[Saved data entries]
PR #18035, opened 2019-04-29
chore: convert some apis incl. View APIs from base::Bind

codebytere:
#### Description of Change

Continuation of `base::Bind` migration for the Views API & a few other classes. These instances are called in the class `Initialize` methods, so they should all need to be `RepeatingCallbacks` and thus created with `base::BindRepeating`.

■ Your task
For every line of the entries holding the string "base", add one to a tally; give the final figure only.

■ Finished exercise
2